Weasels or Stoats in Bradden?

Weasels or Stoats in Bradden

So there I was, walking the dogs towards St Michael’s church, passing the Glebe Field to my left, when suddenly I saw what I first took to be a squirrel bouncing – yes, definitely bouncing – across the road in front of me.

It took a split second to realise that this was not a squirrel, having no bushy tail, and a more elongated, longer body than a squirrel would have had. So what was it?

Well, from scouring the internet, I believe I saw a Stoat, which, is a first for me.

For your information, I attach an article published in the Guardian in June 2008, so that if you see “something” that could be a Weasel or a Stoat, you can work out which it was!

“These fearless little killers are easily confused.
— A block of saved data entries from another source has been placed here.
PR #373, opened 2022-04-11
feat(integrations): disable refresh control for adsense

### LINKED ISSUE #370: Auto-exclude refresh for advertiser ID '0'
Since AdSense does not allow refreshing, let's set a default exclusion when advertiser ID is `0` and also add this note to the metafield desciption:

> AdSense does not allow their ads to be auto-refreshed. When Newspack detects that AdSense is the advertiser for any given impression, a refresh will not take place. 

Screen Shot 2022-04-11 at 9 54 30 AM

miguelpeixe:
Add `0` to the list of disabled advertisers for refresh control.

Closes #370

### How to test

1. Check out this branch, visit the Add-Ons page and make sure you have Ad Refresh Control enabled
2. Visit the Settings wizard and confirm you have no **Excluded Advertiser IDs**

Stoats are bigger. “The weasel appears the size of a large mouse,” explains Dr Robbie McDonald, head of Wildlife Disease Ecology at the Central Science Laboratory at Woodchester Park. “A stoat is similar to a skinny squirrel, with a bristly black tip on the tail, which stays black even when the coat turns white.”

Once you get past superficial similarities, the uniqueness of the stoat is revealed: it can turn white in winter. “The advantage of this is that, as snow falls, the stoat is less likely to be spotted by a predator,” explains Jim Cokill, director of the Durham Wildlife Trust. “But with global warming and climate change there is less snow and stoats are losing that protection.”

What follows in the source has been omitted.